# Production Numbers?



## SPICERED2006 (Oct 7, 2007)

Does anyone have production numbers for 2004, 2005 and 2006 GTO's?


----------



## GOATTEE (Nov 30, 2006)

Go to the Search function on this forum and type in *Production Numbers *you will find it from previous post. I believe the total for all 3 years is around 45K.


----------



## macgto7004 (Jul 22, 2007)

SPICERED2006 said:


> Does anyone have production numbers for 2004, 2005 and 2006 GTO's?


Here you go:
http://www.ls1gto.com/forums/faq.php?

Russ


----------



## Red Bearded Goat (Mar 19, 2007)

Both above are correct ways to obtain what you seek. In the past I've posted up the production numbers for the 05 and 06 GTO's on this forum after finding them on ls1. Total for all 3 years was on the plus side of 44k, or somewhere under 45k depending on which way you prefer to look at it.


----------



## GTO JUDGE (May 14, 2005)

*This site will provide you with total productions of ALL GTO's ever made.

2004-2006 = 40,745 total Units produced. 

Total GTO's produced= 555,542

I see NO Humblers are counted in there. I wonder if any made it out into the public. *

http://www.gtoalley.com/procodes.html


----------



## Tacmedic (Feb 24, 2006)

*That's more than I thought....*

..and makes my V-8 SHO seem rare. They only built 19,000 96-99. Anyone want to buy it? I can't give it away.:lol:


----------



## macgto7004 (Jul 22, 2007)

GTO JUDGE said:


> *
> I see NO Humblers are counted in there. I wonder if any made it out into the public. *
> 
> http://www.gtoalley.com/procodes.html


From Wikipedia:

_A new and short-lived option for 1970 was the Vacuum Operated Exhaust (VOE), which was vacuum actuated via an underdash lever marked "EXHAUST." The VOE was designed to reduce exhaust backpressure to increase horsepower and performance, but it also substantially increased exhaust noise.

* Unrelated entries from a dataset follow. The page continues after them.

PR #429, opened 2022-05-17
Add new testnet chainspec

piotrMocz:
# Description

Add the new testnet chainspec to our repo so that it doesn't get lost in the abyss that is our Slack.


h4nsu (approved):

maciejnems (approved):
Archivist with this chainspec works with testnet, so looks good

The VOE option was offered from November 1969 to January 1970. Pontiac management was ordered to cancel the VOE option by GM's upper management following a TV commercial for the GTO that aired during Super Bowl IV on CBS January 11, 1970. In that commercial, entitled "The Humbler," which was broadcast only that one time, a young man pulled up in a new GTO to a drive-in restaurant with dramatic music and exhaust noise in the background, pulling the "EXHAUST" button to activate the VOE and then left the drive-in to do some street racing. That particular commercial was also cancelled by order of GM management. Approximately 230 1970 GTOs were factory built with this rare option. A few mufflers have been "Hand-made" for the remaining cars; this occurred in 2006 and 2007._

Being Wikipedia, you must draw your own conclusions about the factuality of it.

Russ


----------



## GTO JUDGE (May 14, 2005)

*I read that too... 

You know I have one though..... LOLOL.... 

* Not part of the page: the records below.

PR #435, opened 2022-05-20
A0-888: Request justification for blocks that must have been finalized

DamianStraszak:
# Description

In case that after restart of many validator nodes, some of them did not have the most recent justification they would get stuck on proposals because of their parents being not finalized. This is fixed by requesting justifications in such a case. I also reduced some delays to make this kick in faster. 

## Type of change

- [x] Bug fix (non-breaking change which fixes an issue)

# Checklist:

### DIFF
--- a/finality-aleph/src/data_io/data_store.rs
+++ b/finality-aleph/src/data_io/data_store.rs
@@ -107,6 +107,8 @@ pub struct DataStoreConfig {
     pub max_messages_pending: usize,
     pub available_proposals_cache_capacity: usize,
     pub periodic_maintenance_interval: Duration,
+    // Specifies how much time must pass from receiving a given proposal for the first time, till we
+    // perform a request for either a block or a justification required to let this proposal through.
     pub request_block_after: Duration,
 }
 
@@ -316,16 +318,22 @@ where
                                 self.chain_info_provider.get_parent_hash(&bottom_block)
                             {
                                 let parent_num = bottom_block.num - NumberFor::<B>::one();
-                                if self
-                                    .chain_info_provider
-                                    .get_finalized_at(parent_num)
-                                    .is_err()
+                                if let Ok(finalized_block) =
+                                    self.chain_info_provider.get_finalized_at(parent_num)
                                 {
-                                    debug!(target: "aleph-data-store", "Requesting a justification for block {:?} {:?} after it has been missing for {:?} secs.", parent_num, parent_hash, time_waiting.as_secs());
+                                    if parent_hash != finalized_block.hash {
+                                        warn!(target: "aleph-data-store", "The proposal {:?} is pending because the parent: \
+                                        {:?}, does not agree with the block finalized at this height: {:?}.", proposal, parent_hash, finalized_block);
+                                    } else {
+                                        warn!(target: "aleph-data-store", "The proposal {:?} is pending even though blocks \
+                                            have been imported and parent was finalized.");
+                                    }
+
+                                } else {
+                                    debug!(target: "aleph-data-store", "Requesting a justification for block {:?} {:?} \
+                                        after it has been missing for {:?} secs.", parent_num, parent_hash, time_waiting.as_secs());
                                     self.block_requester
                                         .request_justification(&parent_hash, parent_num);
-                                } else {
-                                    warn!(target: "aleph-data-store", "The proposal {:?} is pending even though blocks were imported and parent was finalized", proposal);
                                 }
                             } else {
                                 warn!(target: "aleph-data-store", "Expected the block below the proposal {:?} to be imported", proposal);
@@ -629,7 +637,8 @@ where
                     {
                         proposals.push(proposal);
                     } else {
-                        warn!(target: "aleph-data-store", "Message {:?} dropped as it contains proposal {:?} not within bounds.", message, unvalidated_proposal);
+                        warn!(target: "aleph-data-store", "Message {:?} dropped as it contains \
+                            proposal {:?} not within bounds.", message, unvalidated_proposal);
                         return;
                     }
                 }
--- a/finality-aleph/src/data_io/data_store.rs
+++ b/finality-aleph/src/data_io/data_store.rs
@@ -117,8 +117,8 @@ impl Default for DataStoreConfig {
             max_proposals_pending: 80_000,
             max_messages_pending: 40_000,
             available_proposals_cache_capacity: 8000,
-            periodic_maintenance_interval: Duration::from_secs(60),
-            request_block_after: Duration::from_secs(100),
+            periodic_maintenance_interval: Duration::from_secs(25),
+            request_block_after: Duration::from_secs(20),
         }
     }
 }
@@ -309,6 +309,27 @@ where
                             debug!(target: "aleph-data-store", "Requesting a stale block {:?} after it has been missing for {:?} secs.", block, time_waiting.as_secs());
                             self.block_requester
                                 .request_stale_block(block.hash, block.num);
+                        } else {
+                            // The whole branch has been imported, what's holding us must be that the parent of the base is not finalized
+                            let bottom_block = proposal.bottom_block();
+                            if let Ok(parent_hash) =
+                                self.chain_info_provider.get_parent_hash(&bottom_block)
+                            {
+                                let parent_num = bottom_block.num - NumberFor::<B>::one();
+                                if self
+                                    .chain_info_provider
+                                    .get_finalized_at(parent_num)
+                                    .is_err()
+                                {
+                                    debug!(target: "aleph-data-store", "Requesting a justification for block {:?} {:?} after it has been missing for {:?} secs.", parent_num, parent_hash, time_waiting.as_secs());
+                                    self.block_requester
+                                        .request_justification(&parent_hash, parent_num);
+                                } else {
+                                    warn!(target: "aleph-data-store", "The proposal {:?} is pending even though blocks were imported and parent was finalized", proposal);
+                                }
+                            } else {
+                                warn!(target: "aleph-data-store", "Expected the block below the proposal {:?} to be imported", proposal);
+                            }
                         }
                     }
                 }
--- a/finality-aleph/src/data_io/data_store.rs
+++ b/finality-aleph/src/data_io/data_store.rs
@@ -302,45 +302,46 @@ where
 
         let now = time::SystemTime::now();
         for (proposal, first_occurrence) in proposals_with_timestamps {
-            if !self.bump_proposal(&proposal) {
-                // `bump_proposal` returns false if the bump didn't make the proposal available, meaning that it is still pending
-                if let Ok(time_waiting) = now.duration_since(first_occurrence) {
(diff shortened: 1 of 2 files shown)


finality-aleph/src/data_io/data_store.rs
```diff
@@ -309,6 +309,27 @@ where
...
+                                {
+                                    debug!(target: "aleph-data-store", "Requesting a justification for block {:?} {:?} after it has been missing for {:?} secs.", parent_num, parent_hash, time_waiting.as_secs());
+                                    self.block_requester
+                                        .request_justification(&parent_hash, parent_num);
+                                } else {
+                                    warn!(target: "aleph-data-store", "The proposal {:?} is pending even though blocks were imported and parent was finalized", proposal);
+                                }
+                            } else {
+                                warn!(target: "aleph-data-store", "Expected the block below the proposal {:?} to be imported", proposal);
+                            }
```
kostekIV, line 332: this is a comment to the whole for loop section but github doesn't allow commenting on the unchanged lines :/

nit: to reduce nesting:
1.
```rust
            if self.bump_proposal(&proposal) {
                continue;
            }
```

2.
``` rust
            let time_waiting = match now.duration_since(first_occurrence) {
                Ok(tw) if tw >= self.config.request_block_after => tw,
                _ => continue,
            };
```

3.
```rust
            if !self.chain_info_provider.is_block_imported(&block) {
                debug!(target: "aleph-data-store", "Requesting a stale block {:?} after it has been missing for {:?} secs.", block, time_waiting.as_secs());
                self.block_requester
                    .request_stale_block(block.hash, block.num);
                continue;
            }
```

4.
```rust
            let parent_hash = match self.chain_info_provider.get_parent_hash(&bottom_block)
            {
                Ok(ph) => ph,
                _ =>  {
                    warn!(target: "aleph-data-store", "Expected the block below the proposal {:?} to be imported", proposal);
                    continue;
                }
            };
```

1 -> line 303
2 -> lin3 305
3 -> line 308
4 -> line 315

finality-aleph/src/data_io/data_store.rs
```diff
@@ -309,6 +309,27 @@ where
...
+                            // The whole branch has been imported, what's holding us must be that the parent of the base is not finalized
+                            let bottom_block = proposal.bottom_block();
+                            if let Ok(parent_hash) =
+                                self.chain_info_provider.get_parent_hash(&bottom_block)
+                            {
+                                let parent_num = bottom_block.num - NumberFor::<B>::one();
+                                if self
+                                    .chain_info_provider
+                                    .get_finalized_at(parent_num)
+                                    .is_err()
```
kostekIV, line 322: this could be more concise if we would add a method `is_finalized(hash) -> bool` to the chain_info_provider.

finality-aleph/src/data_io/data_store.rs
```diff
@@ -309,6 +309,27 @@ where
...
+                                {
+                                    debug!(target: "aleph-data-store", "Requesting a justification for block {:?} {:?} after it has been missing for {:?} secs.", parent_num, parent_hash, time_waiting.as_secs());
+                                    self.block_requester
+                                        .request_justification(&parent_hash, parent_num);
+                                } else {
+                                    warn!(target: "aleph-data-store", "The proposal {:?} is pending even though blocks were imported and parent was finalized", proposal);
```
kostekIV, line 328: could it be possible that even though some block at `parent_num` is finalized it is not the parent of the `bottom_block`?

finality-aleph/src/testing/data_store.rs
```diff
@@ -442,6 +448,38 @@ async fn sends_block_request_on_missing_block() {
...
 
+#[tokio::test]
+async fn sends_justification_request_when_not_finalized() {
+    run_test(|mut test_handler| async move {
+        let blocks = test_handler
+            .initialize_single_branch(MAX_DATA_BRANCH_LEN * 10)
+            .await;
+        test_handler.import_branch(blocks.clone()).await;
+
+        let blocks_branch = blocks[2..3].to_vec();
```
pmikolajczyk41, line 459: my feeling is that `vec![blocks[2]]` is less confusing, feel free to ignore

finality-aleph/src/testing/data_store.rs
```diff
@@ -442,6 +448,38 @@ async fn sends_block_request_on_missing_block() {
...
+        let test_data: TestData = vec![aleph_data_from_blocks(blocks_branch)];
+        test_handler.send_data(test_data.clone());
```
pmikolajczyk41, line 461: you don't use `test_data` anywhere else, so there is no need to clone it, yes? also type ascription shouldn't be needed as you are passing it to `send_data` which expects `TestData`

finality-aleph/src/data_io/data_store.rs
```diff
@@ -309,6 +309,27 @@ where
                             debug!(target: "aleph-data-store", "Requesting a stale block {:?} after it has been missing for {:?} secs.", block, time_waiting.as_secs());
```
pmikolajczyk41, line 309: nit: wrap these long lines in `run_maintenance`

finality-aleph/src/data_io/data_store.rs
pmikolajczyk41, line 328: why this is not an error?

pmikolajczyk41: we were requesting parent of `BlockHashNum` so for both height and hash, so I guess we are safe

finality-aleph/src/testing/data_store.rs
```diff
@@ -442,6 +448,38 @@ async fn sends_block_request_on_missing_block() {
     .await;
 }
 
+#[tokio::test]
+async fn sends_justification_request_when_not_finalized() {
```
pmikolajczyk41, line 452: I'm just thinking out loud: we have here multiple scenarios testing different ordering of events; had we checked this particular configuration before, we would be aware of the problem before outage

and hence my random thought: is it possible/feasible to automatically and deftly test all event orderings? or at least increase coverage somehow?

finality-aleph/src/data_io/data_store.rs
kostekIV: But we only checked if some block at height of `parent_num` is finalized

DamianStraszak: This is possible but only in the presence of malicious nodes (follows from the fact that honest nodes always "root" their proposal in a finalized block). In such a case this proposal will not go through and will stay pending, which is OK. There is a pruning mechanism which will get rid of it if we run low on memory. We could attempt removing it right away, but that would add complexity to the code.

finality-aleph/src/data_io/data_store.rs
```diff
@@ -117,8 +117,8 @@ impl Default for DataStoreConfig {
             max_proposals_pending: 80_000,
             max_messages_pending: 40_000,
             available_proposals_cache_capacity: 8000,
-            periodic_maintenance_interval: Duration::from_secs(60),
-            request_block_after: Duration::from_secs(100),
+            periodic_maintenance_interval: Duration::from_secs(25),
+            request_block_after: Duration::from_secs(20),
```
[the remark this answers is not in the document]
DamianStraszak: In every maintenance run we always touch every proposal, but the `request_block_after` determines how much time must pass from the point in time when we first received a given proposal till when we first attempt requesting a block or justification. This means that after we receive a proposal and it stays pending, then either in the first or the second maintenance, something will be requested. I added a comment explaining this parameter.

In general these delays are probably quite large, but we are really stepping on thin ice here, because there is uncertainty on how well the network code handles multiple requests in short periods of time (i.e. whether it will lead to mass banning of nodes because of some random thing).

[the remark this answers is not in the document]
DamianStraszak: And this stuff is virtually impossible to test properly :/

finality-aleph/src/data_io/data_store.rs
DamianStraszak: Ok, done -- you mean something like
```
"bla bla bla \
bla bla bla"
```
right?

finality-aleph/src/data_io/data_store.rs
DamianStraszak: That's correct, but I actually changed this a little to log more accurately, and now `bool` would not be enough. So not adding it :)

finality-aleph/src/data_io/data_store.rs
DamianStraszak: I've added more precise logging to make it possible to see in case this happens.

DamianStraszak: There are two cases here now, one can occur due to malicious behavior of some node (when the finalized block is different than expected) -- so it's just `warn`. The second case I believe might happen due to some super unlucky execution ordering of threads -- so technically not an `error` either.

finality-aleph/src/data_io/data_store.rs
pmikolajczyk41: yeah, or you can turn on (for a while) an unstable option of `rustfmt` for formatting inside macro

finality-aleph/src/testing/data_store.rs
DamianStraszak: Fine, although it must be `vec![blocks[2].clone()]` for it to work.

finality-aleph/src/data_io/data_store.rs
DamianStraszak: Addressed -- everything super-flat now. Like Earth.

finality-aleph/src/data_io/data_store.rs
DamianStraszak: Ok, went for the manual slicing.

finality-aleph/src/data_io/data_store.rs
```diff
@@ -300,18 +302,46 @@ where
...
+
+            let block = proposal.top_block();
+            if !self.chain_info_provider.is_block_imported(&block) {
+                debug!(target: "aleph-data-store", "Requesting a stale block {:?} after it has been missing for {:?} secs.", block, time_waiting.as_secs());
+                self.block_requester
+                    .request_stale_block(block.hash, block.num);
+                continue;
+            }
+            // The top block (thus the whole branch, in the honest case) has been imported. What's holding us
+            // must be that the parent of the base is not finalized.
```
pmikolajczyk41, line 322: is this possible for an honest scenario?

pmikolajczyk41: oh, it must have been a hopeless fork, right? if so I would encourage you to mention it, otherwise please correct me

pmikolajczyk41 (approved):

finality-aleph/src/data_io/data_store.rs
DamianStraszak: This is either because of a malicious proposal, or because we are not up-to-date with finalization (which is the main thing to deal with here). I've adjusted the comment to reflect that piece of information.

Too bad it's only 1:18 and not 1:1.... LOLOL. 
I looked at the underbody and do not see the VOE lines as you inquired about. I will try and remember to bring it to the meeting Sunday.*


----------



## SPICERED2006 (Oct 7, 2007)

THANKS FOR THE INFO....does any one know which year had the least?


----------



## macgto7004 (Jul 22, 2007)

SPICERED2006 said:


> THANKS FOR THE INFO....does any one know which year had the least?

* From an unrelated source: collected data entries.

PR #437, opened 2022-05-23
A0 864: Set balance when forking off

pmikolajczyk41:
# Description

This PR introduces two new configuration options to `fork-off` that enable specifying initial account balances (in System.Account map).

## Type of change

# Checklist:


fork-off/README.md
```diff
@@ -31,13 +33,15 @@ The tool will perform the following actions, in this order:
...
-5. Replace the genesis state in the chainspec by the one from the snapshot WITH THE EXCEPTION of states of paths provided via a comma separated list using `--storage_keep_state`. The default setting is `--storage_keep_state=Aura,Aleph,Balances,Sudo,Staking,Session,Elections,System.Account` and it's likely you don't want to change it.
-6. The final, new chainspec is saved to the path provided via `--combined-spec-path`.
+5. Replace the genesis state in the chainspec by the one from the snapshot WITH THE EXCEPTION of states of paths provided via a comma separated list using `--storage_keep_state`. The default setting is `--storage_keep_state=Aura,Aleph,Sudo,Staking,Session,Elections` and it's likely you don't want to change it.
+6. If you have passed `--accounts_path` pointing to a file with a configuration for some accounts, then it will be written into chainspec (`System.Account` map). For an example see `AccountInfo-Template.json` file.
+7. Alternatively to `--accounts_path` you can just pass `--balances` flag with which you can specify initial free balances for some accounts. Similarly, it will be saved to `System.Account` map.
```
Marcin-Radecki, line 38: Can we elaborate on some details on both `--accounts_path` and `--balances` ie what type of account we pass (ie SS58 or hex), and what format exactly have `--balances`. This is to enrich the user experience. :)

fork-off/src/config.rs
```diff
@@ -47,7 +42,54 @@ pub struct Config {
         multiple_occurrences = true,
         takes_value = true,
         value_delimiter = ',',
-        default_value = "Aura,Aleph,Balances,Sudo,Staking,Session,Elections,System.Account"
+        default_value = "Aura,Aleph,Sudo,Staking,Session,Elections"
```
Marcin-Radecki, line 45: I am worried that 
* copying `Balances` from Testnet (`Balances.locks` in particular) might cause local chainspec config to be overwritten from Testnet, and Testnet has different validators than Devnet, which will cause Devnet malfunction. On local run we're creating some `locks` just in the genesis block.
* copying `System.Account` from testnet would cause validators on Devnet to have 0 balance, preventing above mentioned feature to work correctly

fork-off/src/config.rs
```diff
@@ -47,7 +42,54 @@ pub struct Config {
...
+        multiple_occurrences(true))
+    ]
+    pub balances: Option<Vec<(AccountId, Balance)>>,
+}
+
+fn parse_balances(s: &str) -> Result<(AccountId, Balance), Box<dyn Error + Send + Sync + 'static>> {
+    let sep_pos = s.find('=').ok_or("Invalid ACCOUNT=BALANCE: no `=` found")?;
+
+    let account_raw: String = s[..sep_pos].parse()?;
+    let account = AccountId::new(&account_raw);
```
Marcin-Radecki, line 65: This accepts hex-based `AccountId`, is it not the case for end-users who mostly use the `SS58` format? Just wondering what would be most convenient for them to use.

fork-off/src/config.rs
```diff
@@ -47,7 +42,54 @@ pub struct Config {
...
+    let balance = s[sep_pos + 1..].parse()?;
+    Ok((account, balance))
+}
+
+impl Display for Config {
+    fn fmt(&self, f: &mut Formatter<'_>) -> fmt::Result {
```
Marcin-Radecki, line 71: Does not `clap` provide some default debug formatter? Can we display `Config` with `{:?}`?

fork-off/src/main.rs
```diff
@@ -1,29 +1,30 @@
...
-type StorageKey = String;
-type StorageValue = String;
-type Storage = HashMap<StorageKey, StorageValue>;
+mod types;
 
 #[tokio::main]
 async fn main() -> anyhow::Result<()> {
+    env_logger::Builder::from_env(Env::default().default_filter_or("info")).init();
+    let config = Config::parse();
+    info!(target: "fork", "{}", config);
```
Marcin-Radecki, line 26: Maybe `target` should be `fork-off`?

fork-off/src/account_setting.rs
```diff
@@ -0,0 +1,66 @@
...
+}
+
+pub fn apply_account_setting(mut state: Storage, setting: AccountSetting) -> Storage {
+    let account_map: StorageKey = get_account_map().into();
+    for (account, info) in setting {
+        let account_hash = account.clone().into();
+        let key = &account_map.join(&account_hash);
+
+        state.insert(key.clone(), info.clone().into());
+        info!("Account info of `{:?}` set to `{:?}`", account, info);
```
Marcin-Radecki, line 63: Please add `target`

fork-off/Cargo.toml
```diff
@@ -1,18 +1,16 @@
 [package]
 name = "fork-off"
-version = "1.0.1"
+version = "1.2.0"
 edition = "2021"
 
 [dependencies]
-# client
-substrate-api-client = { git = "https://github.com/Cardinal-Cryptography/substrate-api-client.git", branch = "polkadot-v0.9.19" }
```
Marcin-Radecki, line 8: While I agree that dependency on `substrate-api-client` is not ideal, but I believe we can w/a this by depending on some core frames from Substrate to access common storage-releated code, see other comments in this PR

Marcin-Radecki (changes requested):
First-round to get on the same page with overall code architecture.

fork-off/src/types.rs
```diff
@@ -0,0 +1,173 @@
+//! This module defines common types, in particular those that are needed for storage navigation.
```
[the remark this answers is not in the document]
pmikolajczyk41: no, actually `substrate-api-client` wasn't used at all and was useless dependency

these internal types are only for easier navigation through chainspec and they serve as type-safety mechanism and type-backed semantics

fork-off/src/account_setting.rs
```diff
@@ -0,0 +1,66 @@
+use std::{collections::HashMap, str::FromStr};
+
+use crate::Storage;
+use codec::Encode;
+use log::info;
+use serde::Deserialize;
+
+use crate::types::{AccountId, Balance, StorageKey, StoragePath, StorageValue};
+
+/// This struct is copied and type-specialized from `pallet_balances::AccountData`.
```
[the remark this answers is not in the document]
pmikolajczyk41: it cost wrapping and implementing `serde::Deserialize`, but I changed it according to the suggestion

fork-off/src/types.rs
```diff
@@ -0,0 +1,173 @@
...
+    /// Check whether `other` is prefix of `self`.
+    pub fn is_prefix_of(&self, other: &StorageKey) -> bool {
+        // We have to ensure that both items are in the same form.
+        let shorter = as_hex(&self.0);
+        let longer = as_hex(&other.0);
+        longer.starts_with(&shorter)
+    }
+}
+
+/// Copied from `frame_support`.
```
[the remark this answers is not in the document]
pmikolajczyk41: yeap, changed

fork-off/src/config.rs
pmikolajczyk41: uhm, I was struggling with encoding account to the correct hash for a long time and for now it is the only way I can do this;

you can always use `subkey` to see this hex-based public key

fork-off/Cargo.toml
pmikolajczyk41: not relevant I believe

fork-off/src/account_setting.rs
Marcin-Radecki: We can add  `target` here since we're adding/modifying this line anyway,  but we don't need to modify all `log!` lines in this PR.

pmikolajczyk41: okay, done

fork-off/src/config.rs
Marcin-Radecki: I think leaving `System.Account` and `Balances` won't hurt - we're copying a lot from Testnet anyway. On the other hand we might get rid of `fork-off` so maybe we should not invest much more time into it. We can pass palelts via GH arguments so we're good.

Marcin-Radecki (approved):

fork-off/src/config.rs
fbielejec: You could try:

- trim 0x
- let bytes = hex::decode_to_slice(trimmed)
- AccountId::new(bytes)

There is also : [AccountId::from_string](https://github.com/paritytech/substrate/blob/polkadot-v0.9.19/primitives/core/src/crypto.rs#L420)

fbielejec (commented):
can you give passing SS58 pubkeys one more try pls (see comment :P)

fbielejec (approved):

In order from most to least:

04 = 15740
06 = 13948
05 = 11069

Rarest of all = 05 QSM/Red A4 18s = 15
Most Common = 04 PBM/Black M6 = 1711
Russ


----------



## SPICERED2006 (Oct 7, 2007)

Thanks....my bet was on the yellow 2005 with 18's


----------



## macgto7004 (Jul 22, 2007)

SPICERED2006 said:


> Thanks....my bet was on the yellow 2005 with 18's


That would have been a pretty safe bet.

But, second rarest would be 05 IBM/Black A4 18s = 20
Next would actually be any 05 w/BZJ Flat Hood option = 24
Then, 05 YJ/Black A4 18s = 35

There are some rare combos out there.

Russ


----------



## b_a_betterperson (Feb 16, 2005)

Russ, is there any way to identify a real BZJ 05 from one that had an 04 hood installed on it? From what I can tell, there isn't any way to determine that by the VIN.


----------



## macgto7004 (Jul 22, 2007)

b_a_betterperson said:


> Russ, is there any way to identify a real BZJ 05 from one that had an 04 hood installed on it? From what I can tell, there isn't any way to determine that by the VIN.


Good point. I have no idea. I would think that you would have to have the original window sticker in order to be sure.

A little off topic, but I was talking to another club member the other day and he was telling me that some of the cars have a suffix after the paint code to identify variations in the color. Thought that was pretty awesome of our friends from Oz to be thoughtful enough to include that!

Russ


----------